__WHAT TO WORK ON__. Below are entries; work out how many of their lines include the string "longer", and reply with the number only.

__EXERCISE INPUTS__.
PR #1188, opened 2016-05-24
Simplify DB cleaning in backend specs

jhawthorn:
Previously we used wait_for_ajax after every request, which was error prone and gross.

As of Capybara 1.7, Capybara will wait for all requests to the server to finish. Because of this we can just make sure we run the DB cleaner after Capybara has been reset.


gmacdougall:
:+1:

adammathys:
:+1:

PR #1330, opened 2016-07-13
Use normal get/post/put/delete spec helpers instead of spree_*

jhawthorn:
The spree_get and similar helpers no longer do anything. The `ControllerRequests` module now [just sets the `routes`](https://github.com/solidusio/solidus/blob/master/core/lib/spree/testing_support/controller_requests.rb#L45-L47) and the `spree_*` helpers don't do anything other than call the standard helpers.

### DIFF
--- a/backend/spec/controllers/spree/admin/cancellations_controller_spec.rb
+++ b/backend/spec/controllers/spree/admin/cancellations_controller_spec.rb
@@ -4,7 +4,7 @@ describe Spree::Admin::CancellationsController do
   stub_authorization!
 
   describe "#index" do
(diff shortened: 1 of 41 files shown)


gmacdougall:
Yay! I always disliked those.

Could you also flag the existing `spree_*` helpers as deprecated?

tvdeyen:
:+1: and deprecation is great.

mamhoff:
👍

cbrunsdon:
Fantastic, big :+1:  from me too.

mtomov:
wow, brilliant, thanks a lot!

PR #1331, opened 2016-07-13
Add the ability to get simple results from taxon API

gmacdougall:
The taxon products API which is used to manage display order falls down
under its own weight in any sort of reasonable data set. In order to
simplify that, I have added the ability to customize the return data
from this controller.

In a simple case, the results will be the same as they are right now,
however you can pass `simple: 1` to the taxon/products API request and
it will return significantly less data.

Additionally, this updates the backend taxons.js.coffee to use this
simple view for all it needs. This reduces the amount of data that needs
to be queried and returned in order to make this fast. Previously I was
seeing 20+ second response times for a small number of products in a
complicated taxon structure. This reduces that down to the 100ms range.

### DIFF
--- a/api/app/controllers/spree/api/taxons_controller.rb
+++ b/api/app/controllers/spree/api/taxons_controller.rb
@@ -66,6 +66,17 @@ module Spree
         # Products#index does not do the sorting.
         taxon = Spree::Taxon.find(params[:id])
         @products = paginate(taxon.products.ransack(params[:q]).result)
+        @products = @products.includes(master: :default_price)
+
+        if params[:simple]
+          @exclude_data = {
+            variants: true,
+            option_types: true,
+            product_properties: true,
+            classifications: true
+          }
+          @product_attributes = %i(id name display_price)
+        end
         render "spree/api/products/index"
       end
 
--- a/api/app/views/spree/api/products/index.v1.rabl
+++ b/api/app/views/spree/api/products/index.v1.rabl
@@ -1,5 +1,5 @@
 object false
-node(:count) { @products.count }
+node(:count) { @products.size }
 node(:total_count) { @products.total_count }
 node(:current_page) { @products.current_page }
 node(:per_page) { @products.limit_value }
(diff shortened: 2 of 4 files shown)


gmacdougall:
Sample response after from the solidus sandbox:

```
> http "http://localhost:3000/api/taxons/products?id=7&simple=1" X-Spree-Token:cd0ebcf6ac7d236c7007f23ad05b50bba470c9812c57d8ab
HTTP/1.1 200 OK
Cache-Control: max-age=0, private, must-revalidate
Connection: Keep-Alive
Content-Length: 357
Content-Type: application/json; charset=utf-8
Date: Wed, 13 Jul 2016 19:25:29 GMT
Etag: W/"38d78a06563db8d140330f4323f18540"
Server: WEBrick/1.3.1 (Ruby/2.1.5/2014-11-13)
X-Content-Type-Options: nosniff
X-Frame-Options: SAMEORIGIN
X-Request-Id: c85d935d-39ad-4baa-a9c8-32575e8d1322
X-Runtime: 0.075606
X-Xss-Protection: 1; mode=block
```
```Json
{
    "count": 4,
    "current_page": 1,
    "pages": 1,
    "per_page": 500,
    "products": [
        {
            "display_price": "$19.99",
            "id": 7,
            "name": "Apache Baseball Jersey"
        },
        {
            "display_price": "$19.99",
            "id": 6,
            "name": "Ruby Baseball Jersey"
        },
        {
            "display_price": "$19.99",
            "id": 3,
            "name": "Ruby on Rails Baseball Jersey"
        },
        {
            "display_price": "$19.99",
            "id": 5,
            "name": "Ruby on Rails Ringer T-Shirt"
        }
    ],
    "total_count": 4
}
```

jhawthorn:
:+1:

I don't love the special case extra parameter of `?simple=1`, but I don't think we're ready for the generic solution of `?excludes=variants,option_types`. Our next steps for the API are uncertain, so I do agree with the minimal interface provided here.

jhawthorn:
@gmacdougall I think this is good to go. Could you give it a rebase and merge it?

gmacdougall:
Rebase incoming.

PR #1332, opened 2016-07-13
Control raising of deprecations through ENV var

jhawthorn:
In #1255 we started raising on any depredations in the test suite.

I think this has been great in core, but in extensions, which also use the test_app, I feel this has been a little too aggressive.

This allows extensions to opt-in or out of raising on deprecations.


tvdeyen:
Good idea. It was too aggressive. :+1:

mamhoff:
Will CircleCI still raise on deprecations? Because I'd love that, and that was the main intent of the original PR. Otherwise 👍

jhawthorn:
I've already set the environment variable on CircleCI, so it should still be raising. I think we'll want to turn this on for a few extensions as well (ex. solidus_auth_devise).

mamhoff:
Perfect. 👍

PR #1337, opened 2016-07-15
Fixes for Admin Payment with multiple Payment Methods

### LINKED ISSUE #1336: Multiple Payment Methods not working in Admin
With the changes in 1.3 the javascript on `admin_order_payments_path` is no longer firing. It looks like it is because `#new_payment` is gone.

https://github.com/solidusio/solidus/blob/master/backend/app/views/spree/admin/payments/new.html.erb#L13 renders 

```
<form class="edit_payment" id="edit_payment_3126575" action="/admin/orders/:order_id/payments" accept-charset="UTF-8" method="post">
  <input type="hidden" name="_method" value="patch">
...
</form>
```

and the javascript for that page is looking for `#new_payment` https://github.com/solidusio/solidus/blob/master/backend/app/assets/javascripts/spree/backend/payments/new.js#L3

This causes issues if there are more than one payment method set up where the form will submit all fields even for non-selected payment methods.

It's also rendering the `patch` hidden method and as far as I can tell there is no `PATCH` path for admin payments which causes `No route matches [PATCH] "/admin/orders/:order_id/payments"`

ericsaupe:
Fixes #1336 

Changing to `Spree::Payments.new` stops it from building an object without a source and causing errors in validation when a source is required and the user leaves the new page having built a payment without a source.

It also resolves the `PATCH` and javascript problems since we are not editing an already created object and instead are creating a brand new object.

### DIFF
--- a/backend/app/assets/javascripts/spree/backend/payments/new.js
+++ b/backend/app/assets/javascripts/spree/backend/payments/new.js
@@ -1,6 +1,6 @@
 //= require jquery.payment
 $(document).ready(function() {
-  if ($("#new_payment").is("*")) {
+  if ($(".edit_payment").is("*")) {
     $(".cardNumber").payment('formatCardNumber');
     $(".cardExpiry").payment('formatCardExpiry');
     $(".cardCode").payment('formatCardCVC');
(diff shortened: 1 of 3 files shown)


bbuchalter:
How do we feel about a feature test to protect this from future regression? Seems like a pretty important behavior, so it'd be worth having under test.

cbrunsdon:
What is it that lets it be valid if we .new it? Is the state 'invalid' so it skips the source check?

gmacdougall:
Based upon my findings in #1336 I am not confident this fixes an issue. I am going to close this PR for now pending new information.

__SOLUTION TO THE PROBLEM__. 2